When Queen Elizabeth II delivers the speech drafted by Prime Minister Boris Johnson to Parliament on Thursday, she will mention the plan to ban UK public agencies from working with anyone who supports the boycott, divestment and sanctions (BDS) of Israel, Lord Eric Pickles told a conference in Jerusalem on Sunday.

“BDS is an


ti-Semitic, and should be treated as such,” said Pickles, who is the UK Special Envoy for post-Holocaust matters as well as the parliamentary chairman of the lobbying group Conservative Friends of Israel (CFoI).

“Israel exists because it can defend its borders, and it’s people. It is the only place in this region in which governments are elected. It is a civilised, decent place and I’m very proud it exists,” Pickles said at the International Institute for Strategic Dialogue conference. He also described himself as “an unapologetic, unreformed Zionist.”

Last week, Conservatives trounced Labour and Liberal Democrats in a snap election, delivering Johnson a decisive parliamentary majority. Labour supporters have argued that a media campaign unjustly accusing their leader Jeremy Corbyn as an anti-Semite hurt them with the voters.

Johnson and the Tories campaigned on the simple message that they would “get Brexit done” and take the UK out of the EU, after years of futile back-and-forth. However, Pickles how seems to have embraced the narrative that the election was really a referendum on anti-Semitism, telling the conference that “the British people said that you can be an anti-Semite but you will not be elected and you will not be in government.”

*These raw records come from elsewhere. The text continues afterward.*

PR #3614, opened 2024-01-12
identity: fix for `DelegatedResources` field

### LINKED ISSUE #3612: Add new identity property: `DelegatedResources`
I'm trying to use the [Containers/2023-06-02-preview SDK](https://github.com/hashicorp/pandora/pull/3469) from the hashicorp/go-azure-sdk , but the identity part of cluster contains some brand new property: DelegatedResources

```go
type ManagedClusterIdentity struct {
	DelegatedResources     *map[string]DelegatedResource                `json:"delegatedResources,omitempty"`
	PrincipalId            *string                                      `json:"principalId,omitempty"`
	TenantId               *string                                      `json:"tenantId,omitempty"`
	Type                   *ResourceIdentityType                        `json:"type,omitempty"`
	UserAssignedIdentities *map[string]UserAssignedIdentitiesProperties `json:"userAssignedIdentities,omitempty"`
}
```

This causes a mismatch in the generator, which makes usage of the `github.com/hashicorp/go-azure-helpers/resourcemanager/identity` package impossible

aristosvo:
Fixes #3612

## TODO:
- [x] Tests


tools/importer-rest-api-specs/components/parser/commonschema/custom_field_identity_system_or_user_assigned_map.go
```diff
@@ -107,6 +107,10 @@ func (systemOrUserAssignedIdentityMapMatcher) IsMatch(_ models.FieldDetails, def
 			continue
 		}
 
+		if strings.EqualFold(fieldName, "DelegatedResources") {
```
tombuildsstuff, line 110: can we add a little context for this:

```suggestion
		// Per the API Definition, the `DelegatedResources` field is for `internal use only` - therefore we should ignore this if it's present
		if strings.EqualFold(fieldName, "DelegatedResources") {
```

tombuildsstuff (approved):
LGTM 👍

tombuildsstuff:
`Detect changes to the API Definitions` can be ignored, we'll disable that from these PRs in a separate commit.

PR #3620, opened 2024-01-12
`tools/generator-go-sdk`: updating `LoadTestService` and `ManagedIdentity` to use the new base layer

tombuildsstuff:
This also requires updating `generator-terraform` to account to account for that.

However - given these updates need to be coordinated - merging this change will (temporarily) break the `generator-terraform` automation, as the resulting code won't compile. This is because the SDK version vendored into `hashicorp/terraform-provider-azurerm` still uses the old base layer, as such the Go SDK will need to be released and then updated in `hashicorp/terraform-provider-azurerm` by hand - at which point the automation will work as usual.

Whilst it's possible to stagger the updates such that we released the Go SDK switching these two services over to the new base layer, and then did the same for the Terraform Provider - the end result is the same insofar as we'd end up needing to manually reconcile these - so I think the "least bad" thing to do for now is to keep this in a single PR and then roll this out.

---

I've intentionally opted to _not_ move `ContainerService` in this PR due to the size of the surface area/other open PR's - but we'll want to coordinate that one in time.

### DIFF
--- a/tools/generator-go-sdk/main.go
+++ b/tools/generator-go-sdk/main.go
@@ -33,8 +33,6 @@ func main() {
 		// with services already used in `terraform-provider-azurerm`. These services will be gradually removed
 		// from this list to ensure they're migrated across to using `hashicorp/go-azure-sdk`s base layer.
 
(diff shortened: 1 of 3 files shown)


mbfrahry (approved):
LGTM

Pickles is not just some random official, either. He was chairman of the Conservative Party in 2009-2010, and secretary of state for communities and local government until 2015, when he was appointed as special envoy. In 2018, he was nominated by Tory PM Theresa May for life peerage and became Baron Pickles of Brentwood and Ongar.

The Tories’ anti-BDS proposal closely mirrors the executive order issued last week by US President Donald Trump, adopting the definition of anti-Semitism established by the International Holocaust Remembrance Alliance (IHRA) in 2016. This now includes even “rhetorical” manifestations of anti-Jewish sentiments.

With such a standard in place, academic institutions who support or even tolerate the BDS movement face losing federal funding and being accused of discrimination under federal statutes prohibiting discrimination based on “race, color or national origin.”

Israel already prohibits anyone involved BDS from entering the country, and recently enforced that ban by expelling a Human Rights Watch official who had backed BDS in a previous job. Free speech advocates in the US say that BDS bans would have a chilling effect on constitutionally guaranteed freedom of expression.